[Start of Attachment]

PR #6724, opened 2026-09-09
fix: guard for huge dimensions

nicodh:
If an image has (extrem) huge dimensions decoding it in the main process as NativeImage might cause memory issues since decoding allocates `width * height * 4` bytes and there is no memory limit in the main process

Using the renderer to get the natural dimensions is the cheapest way to check these values


WofWca (approved):
I tested this and found no bugs.

PR #6726, opened 2026-09-09
remove: webxdc drag-file-out

nicodh:
It was implemented as inofficial method anyway and apparently only for one app


WofWca (approved):
The MR where it has been introduced https://github.com/deltachat/deltachat-desktop/pull/3325.
The "store" WebXDC app is no longer recommended, and I think that the server is down. To those who don't know what it is, it was talked about here https://delta.chat/en/2023-08-11-xstore.

WofWca:
Also IIRC that was introduced even before we had the "share to chat API"? Anyway yep, I think even if some app wants something similar to this "drag out", we still want different API, or no API at all.

PR #6732, opened 2026-09-12
chore: upgrade vulnerable `adm-zip`

WofWca:
Which BTW is only used for tests.


WofWca:
The release is too fresh, CI will be green tomorrow

nicodh (approved):

r10s:
just out of curiosity: why does desktop need a zip dependency?

WofWca:
It's used for some migration tests here

https://github.com/deltachat/deltachat-desktop/blob/e75c0d712323734fd2ee2e8ad97c78e0bc915375/packages/target-electron/migration-tests/migration_function.test.ts#L30

nicodh:
But maybe that migration data should be cleaned up by the way. It holds data from v0.84 to v1.36 (which is from Nov 2019 to April 2023)

PR #6734, opened 2026-09-12
chore: upgrade pnpm to v12

WofWca:
Note that the lock file now contains 2 documents,
so `writeFlatDependencies.js` had to be adjusted.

[End of Attachment]

◆ REQUIRED WORK ◆
Give every entry again, character for character.

◆ THE ANSWER ◆
PR #6724, opened 2026-09-09
fix: guard for huge dimensions

nicodh:
If an image has (extrem) huge dimensions decoding it in the main process as NativeImage might cause memory issues since decoding allocates `width * height * 4` bytes and there is no memory limit in the main process

Using the renderer to get the natural dimensions is the cheapest way to check these values


WofWca (approved):
I tested this and found no bugs.

PR #6726, opened 2026-09-09
remove: webxdc drag-file-out

nicodh:
It was implemented as inofficial method anyway and apparently only for one app


WofWca (approved):
The MR where it has been introduced https://github.com/deltachat/deltachat-desktop/pull/3325.
The "store" WebXDC app is no longer recommended, and I think that the server is down. To those who don't know what it is, it was talked about here https://delta.chat/en/2023-08-11-xstore.

WofWca:
Also IIRC that was introduced even before we had the "share to chat API"? Anyway yep, I think even if some app wants something similar to this "drag out", we still want different API, or no API at all.

PR #6732, opened 2026-09-12
chore: upgrade vulnerable `adm-zip`

WofWca:
Which BTW is only used for tests.


WofWca:
The release is too fresh, CI will be green tomorrow

nicodh (approved):

r10s:
just out of curiosity: why does desktop need a zip dependency?

WofWca:
It's used for some migration tests here

https://github.com/deltachat/deltachat-desktop/blob/e75c0d712323734fd2ee2e8ad97c78e0bc915375/packages/target-electron/migration-tests/migration_function.test.ts#L30

nicodh:
But maybe that migration data should be cleaned up by the way. It holds data from v0.84 to v1.36 (which is from Nov 2019 to April 2023)

PR #6734, opened 2026-09-12
chore: upgrade pnpm to v12

WofWca:
Note that the lock file now contains 2 documents,
so `writeFlatDependencies.js` had to be adjusted.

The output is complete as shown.